There were twelve steamboats in our fleet, and most of them towed sailing craft or
barges crammed with men. The militia were half-crazed with drink before we even set
out, and their shouting and singing and accidental discharge of firearms were hardly
the thing to boost my confidence.

Yet we were within a couple thousand yards of Fort Panik before star shells went up
and the first cannon flashed in the fort’s embrasures.

I had timed things pretty well. A golden dawn was just creeping down Blue Mountain
to the west, but the Bay was still in darkness, and from the ramparts our boats were
just shadows on the deep black water. As cannon shot came skipping over the waves,
I rang to the engine room for more speed.

I think the Condor had it in mind that I would keep
New World
offshore and engage the fort in a gun duel. This was the best recipe for suicide
that I could think of, and so I ran in as quickly as possible. I threw out a kedge
anchor so that I could pull the boat off the mud flats if I needed to, then ran her
in till she just touched ground, after which I lowered the gangways and watched the
drunken militia charge forward, sloshing through water and muck and wrack and flotsam
to dry land.

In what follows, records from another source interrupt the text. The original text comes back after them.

PR #2563, opened 2023-07-06
Example of new markup for PhD

Girgias:
See https://github.com/php/phd/pull/77

PR #2641, opened 2023-08-03
Updates the DS interfaces to use new syntax

mallardduck:
per title, this fixes the current build issues.
this is accomplished by updating the Data Structures docs to match the examples from here: https://github.com/php/doc-en/pull/2563
once merged these interfaces will use the proper new syntax and fixes both the builds and the current render issues on php.net

### DIFF
--- a/reference/ds/ds.collection.xml
+++ b/reference/ds/ds.collection.xml
@@ -24,19 +24,18 @@
 
 <!-- {{{ Synopsis -->
    <classsynopsis class="interface">
-    <ooclass><classname>Ds\Collection</classname></ooclass>
+    <oointerface><interfacename>Ds\Collection</interfacename></oointerface>
 
-<!-- {{{ Class synopsis -->
-    <classsynopsisinfo>
-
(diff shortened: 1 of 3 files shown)


afilina:
Just to confirm, does this mean that the docs become buildable using phd's HEAD?
Reference: https://github.com/php/doc-en/pull/2638#discussion_r1283251195

mallardduck:
@afilina - yeah, this PR should allow all HEAD tags for PHD/en/src to play nice again. Sorry for the headache there on your PR, this is all kinda my fault when I created a bodge level (in hindsight) interface fix. And then @Girgias found a more proper solution which required some updates that took time - and by then I forgot to follow up with this needed PR.

Girgias (approved):
I still don't understand why I don't have the build failures :(

Lewiscowles1986:
😊  I had cloned @afilina branch... So my master was never changing to be ahead. I was internally screaming just now as it still wasn't working, but upon debugging my setup; my commit sha was not updating. `git remote -v` to the rescue. It now builds 🙌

I thought I saw the Nihilist’s stovepipe hat in the throng.

I looked up at the fort, which was still booming away, and decided that I would be
safer on land than sitting atop a boiler filled with steam and subjected to plunging
shot from above. So I ordered the cannons fired, then drew my sword, waved my hat,
and led my crew in a charge.

Nor was I alone. The rest of our fleet had come to shore and unleashed their passengers.
I saw the plug hat of the Bowery B’hoy amid the throng, and his lead-weighted cane
waving in the air; there were the long ringlets and the broad plumed hat of the Cavalier
next to the scarlet kerchief of my traitorous bitch of an ex-wife. The Masked Hidalgo
swooped along in his cloak, his rapier flashing; and one mob advanced in complete
silence, the mesmerized followers of Captain Hypnos. Shanghai Susie ran nimbly along
with a party of Chinese, their pigtails flying. And Doctor Tolliver walked ashore
absolutely alone, because no one wanted to be anywhere near his box of explosives.

My heart gave a great lift at the scene, at all the great champions united against
a single enemy, and I gave a halloo and ran like a madman for the fort.

As I sloshed through the muck, I happened to look to my left, and to my great surprise
I saw the Condor being hurled into the sky like a rocket. He’d had a catapult constructed
on his boat to fling him aloft so that he could spread his wings and sail down into
the fort.

A great mob had surrounded the fort by this point, firing like mad into the embrasures
and trying to scale the masonry walls. The scent of gunpowder filled the air. The
Condor disappeared into the fort, and I suppose there was the usual thwacking and
thumping that followed one of his descents. Doctor Tolliver began hurling glass bombs
into the fort, not particularly caring if he injured the Condor as long as he killed
Grenzers; and then the Nihilist stuck his pipe-weapon into one of the embrasures and
let loose with a great jet of fire; and there was screaming and shrieking and the
sound of cartridges detonating, and that was the end of the Battle of Fort Panik.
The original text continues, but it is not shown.